С самой инаугурации Кеннеди старался избегать этой темы. Еще в феврале Томпсон предупреждал, что, если по германскому вопросу «не будет достигнут прогресс», Хрущев, весьма вероятно, «пойдет на подписание сепаратного мирного договора», после чего, вполне возможно, ГДР попытается «затянуть удавку на шее» у Западного Берлина. Чтобы избежать этого, необходимо «проявить активность по германскому вопросу, дав понять, что реальный прогресс может быть достигнут после выборов в Германии»40. Однако президент отказался от этого плана и проинструктировал Томпсона не упоминать о Берлине в Новосибирске. Хрущев, сухо замечает Томпсон, сумел сдержаться лишь потому, что к этому времени уже потерял надежду выдоить молоко из камня: «…Хрущев заметил, что я не упомянул германский вопрос, который он хотел бы обсудить. Он сказал, что СССР высказал свою позицию в меморандуме к Аденауэру… Сказал, что детально объяснил свою позицию президенту Эйзенхауэру… Сказал, что ему очень хотелось бы, чтобы президент Кеннеди с пониманием отнесся к советской позиции по германскому вопросу»41.

На это Томпсон смог ответить лишь, что президент «пересматривает нашу политику в Германии и хотел бы обсудить ее с Аденауэром и другими союзниками, прежде чем приходить к каким-то выводам». Однако он не предвидит «больших перемен» с американской стороны. Он предупредил Хрущева, что, «если что-либо способно заставить нас увеличить расходы на вооружение в той мере, как это было во время Корейской войны, — это убежденность, что Советы хотят выдавить нас из Берлина…»42.

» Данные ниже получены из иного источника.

Issue #153, opened 2018-11-15
Better normalize and enforce our database names


sampaccoud:
## Feature Request

**Is your feature request related to a problem or unsupported use case? Please describe.**
We need to normalize and enforce database names because MySQL limits db names to **16 characters** by default.

**Describe the solution you'd like**
Name databases with a pattern: `{{ env_type }}-{{ customer }}-{{ app.name }}[{{ extra }}]`
where:

- `customer` is max 6 characters
- `env_type` is 1 character (because we are limited to 16 characters, we do not use 2 characters for this information):
    * `s`: staging
    * `t`: pre-production (after s... try/test...)
    * `p`: production
- `app.name` is limited to 6 characters: _e.g._ `richie`, `marsha`, `edxapp`, etc.
- `extra` is 1 character that can be added if we have several databases for a given customer/env_type/database.

This normalization will allow us to generate interface documents to automate the creation of all our databases. We propose the following format for this document:

```yaml
postgresql:
  9_10:
    # Richie staging for customer foo
    - name: s_foo_richie
      user: s_foo_richie
      password: 123456
    # Richie production for customer foo
    - name: p_foo_richie
      user: p_foo_richie
      password: 123456
    # Richie staging for customer bar
    - name: p_bar_richie
      user: p_bar_richie
      password: 123456
    # Marsha preproduction for customer bar
    - name: t_bar_marsha
      user: t_bar_marsha
      password: 123456
mysql:
  5_6:
    # Mysql production for customer foo
    - name: p_foo_edx
      user: p_foo_edx
      password: 123456
mongodb:
  3_0:
    # Mongodb production for customer foo on Mongodb 3.0
    - name: p_foo_edx
      user: p_foo_edx
      password: 123456
  3_2:
    # Mongodb production for customer bar on Mongodb 3.2
    - name: p_bar_edx
      user: p_bar_edx
      password: 123456
```

We must:

- [ ] modify our template and variables,
- [ ] add checks to enforce this pattern,
- [ ] generate interface vault files from which we can automate creation of these databases.

**Describe alternatives you've considered**
We hesitated with a pattern `{{ customer ]}-{{ env_type }}-{{ app}}` but:

- the project_name is  `{{ env_type }}-{{ customer }}`,
- since we shorten the `env_type` name, I would argue that `p-client-marsha` is nicer than `client-p-marsha`,
- `env_type` is the first differentiator (e.g production is usually a whole separate infrastructure).

jmaupetit:
[...]

PR #161, opened 2018-11-21
Check customer name length is not higher than 6 characters

lunika:
## Purpose

In #153 we decided to not have customer name length higher than 6 characters. This rule is here to be sure to have a mysql username not higher than 16 characters.

## Proposal

before running every playbooks we should check than the customer name respect the rule described before.
To do that, we created a pre_task imported in all existing playbooks.


pre_tasks/customer_name_verification.yml
```diff
@@ -0,0 +1,4 @@
+- name: Check if customer name length is 6 characters length max
```
sampaccoud: Check that customer name is maximum 6 characters long?

sampaccoud:
@lunika if you rebase on master the failing test-plugins will resolve.

sampaccoud:
@lunika maybe add explanation somewhere why we limit to 6 characters? doc or just a comment in the code?

lunika:
> @lunika maybe add explanation somewhere why we limit to 6 characters? doc or just a comment in the code?

Done. I had an explanation in the documentation.

pre_tasks/customer_name_verification.yml
```diff
@@ -0,0 +1,4 @@
+- name: Check that customer name is maximum 6 characters long
+  fail:
+    msg: "Customer name length can not be higher than 6 characters. Current length is {{ customer | length }}."
+  when: customer | length > 6
```
jmaupetit: I would suggest to rename this pre-task: `validate_customer_name.yml`

docs/developer_guide/concepts.md
```diff
@@ -36,8 +36,10 @@ where:
 
 * `environment`: the name of the environment (development, feature, staging,
   preprod or production)
-* `customer`: the one-word name of the customer site (fun, campus, corporate,
-  ademe, etc.)
+* `customer`: the one-word name of the customer site (fun, campus, ademe, 
+etc.). Max length for the customer name is 6. Because mysql username has a 
+length constraint we can not have a customer name higher than 6 characters
+long.
```
jmaupetit: Suggestion:

```
* `customer`: the one-word name of the customer site (_e.g._ `ucsd`, `hvrd`,
  `uca`). We enforce this name to at most 6 characters, because it is used in a
  strict database user & name pattern that must also include the environment and
  targeted application name within 16 characters (yes MySQL we are looking at
  you 😉).
```

jmaupetit (commented):
That's a great piece of work @lunika! Thx!

lunika:
modification made @sampaccoud @jmaupetit

jmaupetit (approved):

lunika:
@jmaupetit what do you think about moving `validate_customer_name.yml` file to `tasks folder ? It's a task, you can use it where you want.

jmaupetit:
Yup. Good idea.

PR #162, opened 2018-11-22
🚸(marsha) redirect http requests to https

sampaccoud:
## Purpose

On [marsha](https://github.com/openfun/marsha), we want all insecure requests to be automatically redirected to https.

## Proposal

I added the same rule as what we have in the route definitions of our other apps.


jmaupetit (approved):
:+1:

Несколько дней спустя Томпсон предупреждал своих боссов: «Все мои коллеги-дипломаты… полагают, что, если не начать переговоры, Хрущев подпишет сепаратный мирный договор с Восточной Германией, что вызовет кризис в вопросе о Берлине»43. Он предположил даже, что Восточный Берлин будет отгорожен стеной, «дабы прекратить поток беженцев, с которым они не могут мириться». Но обе стороны не обращали внимания на его предупреждения. Заботясь о своем престиже, Хрущев не думал о престиже Кеннеди. Кеннеди же полагал, что раз Хрущев ждет уже три года — может подождать еще.

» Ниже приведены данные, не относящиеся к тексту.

PR #402, opened 2019-11-28
✨(app) create a redis-sentinel application

lunika:
## Purpose

we choose to use the redis-operator
(https://github.com/spotahome/redis-operator) to deploy a redis
configured with sentinel. Only one OpenShift object is used and deployed as a
Service.

## Proposal

- [x] implement the redis-sentinel app

### DIFF
--- a/CHANGELOG.md
+++ b/CHANGELOG.md
@@ -8,6 +8,12 @@ Versioning](http://semver.org/spec/v2.0.0.html).
 
 ## [Unreleased]
 
+### Added
+
+- Create a new app redis-sentinel. This app uses the redis-operator 
+  (https://github.com/spotahome/redis-operator) and it must be installed
+  on your OpenShift cluster before deploying.
+
 ## [4.0.0] - 2019-11-26
 
 ### Added
--- a/CHANGELOG.md
+++ b/CHANGELOG.md
@@ -14,6 +14,13 @@ Versioning](http://semver.org/spec/v2.0.0.html).
   (https://github.com/spotahome/redis-operator) and it must be installed
   on your OpenShift cluster before deploying.
 
+### Removed
+
+- Probes on edxapp workers. Existing probes are not compatible with redis sentinel.
+  To use them with redis sentinel, we must use a Django management command or Celery
+  using Django settings, but doing so is too slow to be considered as a relevant alternative.
+  This removal is temporary, a new solution will be developped soon.
+
 ## [4.0.0] - 2019-11-26
 
 ### Added
--- a/apps/redis-sentinel/templates/services/app/svc.yml.j2
+++ b/apps/redis-sentinel/templates/services/app/svc.yml.j2
@@ -1,0 +1,56 @@
+{# 
+  Disclaimer: This template is not relative to an OpenShift Service object but to a RedisFailover object.
+  RedisFailover is part of the redis-operator (https://github.com/spotahome/redis-operator) and must be
+  deploy at the same time of other OpenShift Service, this is why we decided to created in this file.
+#}
+apiVersion: databases.spotahome.com/v1
+kind: RedisFailover
+metadata:
+  labels:
+    app: redis-sentinel
+    service: app
+    version: RedisFailover
+  # Nota bene: the name of the service should be the host name in edxapp configuration,
+  # prefixed by "rfs-", e.g. "rfs-redis-sentinel"
+  name: redis-sentinel
+  namespace: "{{ project_name }}"
+spec:
+  sentinel:
+    replicas: {{ redis_sentinel_sentinel_replicas }}
+{% if redis_sentinel_sentinel_custom_config | length > 0 %}
+    customConfig:
+{% for config in redis_sentinel_sentinel_custom_config %}
+      - "{{ config }}"
+{% endfor %}
+{% endif %}
+    securityContext:
+      runAsUser: {{ redis_sentinel_user_id }}
+      runAsGroup: {{ redis_sentinel_group_id }}
+      fsGroup: {{ redis_sentinel_fsgroup_id }}
+  redis:
+    replicas: {{ redis_sentinel_redis_replicas }}
+{% if redis_sentinel_redis_custom_config | length > 0 %}
+    customConfig:
+{% for config in redis_sentinel_redis_custom_config %}
+      - "{{ config }}"
+{% endfor %}
+{% endif %}
+    storage:
+      keepAfterDeletion: true
+      persistentVolumeClaim:
+        metadata:
+          name: redis-sentinel-pvc-data
+          namespace: "{{ project_name }}"
+          labels:
+            app: redis-sentinel
+            version: RedisFailover
+        spec:
+          accessModes:
+            - ReadWriteOnce
+          resources:
+            requests:
+              storage: {{ redis_sentinel_redis_data_volume_size }}
+    securityContext:
+      runAsUser: {{ redis_sentinel_user_id }}
+      runAsGroup: {{ redis_sentinel_group_id }}
+      fsGroup: {{ redis_sentinel_fsgroup_id }}
--- a/apps/redis-sentinel/vars/all/main.yml
+++ b/apps/redis-sentinel/vars/all/main.yml
@@ -1,0 +1,26 @@
+# The following settings can be found in the project's annotation.
+# To retrieve them run the following command:
+#   $ oc project {{ project_name }} -o yaml
+# then copy values of the `openshift.io/sa.scc.supplemental-groups` annotation
+redis_sentinel_user_id: null
+redis_sentinel_group_id: null
+redis_sentinel_fsgroup_id: null
+
+## Sentinel configuration
+# Number of sentinel replicas 
+redis_sentinel_sentinel_replicas: 3
+# If you need custom sentinel configuration you should add
+# them in this list with one configuration per item, e.g.:
+#   - "sentinel down-after-milliseconds mymaster 2000"
+#   - "down-after-milliseconds 2000"
+redis_sentinel_sentinel_custom_config: []
+
+## Redis configuration
+# Number of redis replicas
+redis_sentinel_redis_replicas: 3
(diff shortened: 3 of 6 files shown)


apps/redis-sentinel/vars/settings.yml
```diff
@@ -0,0 +1 @@
+is_blue_green_compatible: False
```
jmaupetit:
```suggestion
is_blue_green_compatible: false
```

apps/redis-sentinel/templates/services/app/svc.yml.j2
```diff
@@ -0,0 +1,55 @@
+{# 
+This template is not relative to an OpenShift Service object but to a RedisFailover one.
+RedisFailover is part of redis-operator (https://github.com/spotahome/redis-operator) ans must be
+deploy at the same time of other OpenShift Service, this is why we decided to created in this file.
```
jmaupetit: Can you indent this comment in the block?

apps/redis-sentinel/templates/services/app/svc.yml.j2
```diff
@@ -0,0 +1,55 @@
+{# 
+This template is not relative to an OpenShift Service object but to a RedisFailover one.
```
jmaupetit:
```suggestion
Disclaimer: this template is not relative to an OpenShift Service object but to a RedisFailover object.
```

apps/redis-sentinel/templates/services/app/svc.yml.j2
```diff
@@ -0,0 +1,55 @@
...
+RedisFailover is part of redis-operator (https://github.com/spotahome/redis-operator) ans must be
```
jmaupetit:
```suggestion
RedisFailover is part of the redis-operator (https://github.com/spotahome/redis-operator) and must be
```

apps/redis-sentinel/templates/services/app/svc.yml.j2
```diff
@@ -0,0 +1,55 @@
...
+deploy at the same time of other OpenShift Service, this is why we decided to created in this file.
+#}
+apiVersion: databases.spotahome.com/v1
+kind: RedisFailover
+metadata:
+  labels:
+    app: redis-sentinel
+    service: app
+    version: RedisFailover
+  # name of the service should be host name in edxapp configuration prefixed by rfs- : rfs-redis-sentinel
```
jmaupetit:
```suggestion
  # Nota bene: the name of the service should be the host name in edxapp configuration,
  # prefixed by "rfs-", e.g. "rfs-redis-sentinel"
```

apps/redis-sentinel/vars/all/main.yml
```diff
@@ -0,0 +1,26 @@
+# This setting can be found in the project annotation
```
jmaupetit:
```suggestion
# The following settings can be found in the project's annotation.
```

apps/redis-sentinel/vars/all/main.yml
```diff
@@ -0,0 +1,26 @@
...
+# to retrieve them run oc project {{ project_name }} -o yaml
```
jmaupetit:
```suggestion
# To retrieve them run the following command:
#   $ oc project {{ project_name }} -o yaml
```

apps/redis-sentinel/vars/all/main.yml
```diff
@@ -0,0 +1,26 @@
...
+# then copy the value of the annotation openshift.io/sa.scc.supplemental-groups
```
jmaupetit:
```suggestion
# then copy values of the `openshift.io/sa.scc.supplemental-groups` annotation
```

apps/redis-sentinel/vars/all/main.yml
```diff
@@ -0,0 +1,26 @@
...
+#   - "sentinel down-after-milliseconds mymaster 2000"
+#   - "down-after-milliseconds 2000"
+redis_sentinel_sentinel_custom_config: []
+
+## Redis configuration
+# Number of redis replicas
+redis_sentinel_redis_replicas: 3
+redis_sentinel_redis_data_volume_size: 2Gi
+# If you need custom redis configuration you should add
+# them in this list. One configuration is a new entry
```
jmaupetit, line 23:
```suggestion
# them in this list with one configuration per item, e.g.:
```

apps/redis-sentinel/vars/all/main.yml
```diff
@@ -0,0 +1,26 @@
...
+# then copy the value of the annotation openshift.io/sa.scc.supplemental-groups
+redis_sentinel_user_id: null
+redis_sentinel_group_id: null
+redis_sentinel_fsgroup_id: null
+
+## Sentinel configuration
+# Number of sentinel replicas 
+redis_sentinel_sentinel_replicas: 3
+# If you need custom sentinel configuration you should add
+# them in this list. One configuration is a new entry
```
jmaupetit:
```suggestion
# them in this list with one configuration per item, e.g.:
```

jmaupetit (approved):
Great work!

jmaupetit:
Even tho, we will need a new PR allowing to use Redis sentinel in `edxapp` (see worker probes).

В середине апреля на даче в Пицунде Хрущева посетили американский журналист Уолтер Липман и его жена Хелен. Чередуя разговоры с прогулками, партиями в бадминтон (во время которых пожилой и грузный, но энергичный Хрущев разбил Липманов в пух и прах) и двумя роскошными обедами, Хрущев указывал на сепаратный мирный договор с Германией как на единственный выход для себя. «Я не хочу напряженности, — повторил он несколько раз. — Я знаю, что это создаст напряженность, и хочу ее избежать. Но, в конце концов, ничего другого мне не остается». Когда Липман заговорил об опасности войны, Хрущев заявил: «Нет на Западе таких глупых политиков, которые могли бы развязать войну, где погибнут миллионы людей, из-за мирного договора с ГДР… Не родился еще такой идиот». Следуя подсказке из Вашингтона, Липман предложил пятилетний мораторий по берлинской проблеме. Хрущев посмотрел на него как на ненормального44. Месяц спустя, когда Томпсон предложил оставить Берлин «как есть», Хрущев резко ответил, что «ждать можно до осени-зимы нынешнего года, а потом будет поздно. Он напомнил мне, что первоначально пытался решить проблему за шесть месяцев — а прошло уже тридцать»45.

После Новосибирска казалось, что саммит Хрущева и Кеннеди откладывается на неопределенный срок: однако не прошло и двух месяцев, как они встретились в Вене. За это время произошли еще два события, которые сделали еще менее вероятной возможность взаимопонимания. Полет в космос Юрия Гагарина и неудавшаяся интервенция США на Кубу укрепили уверенность Хрущева в том, что он сможет добиться от Соединенных Штатов всего, что ему нужно.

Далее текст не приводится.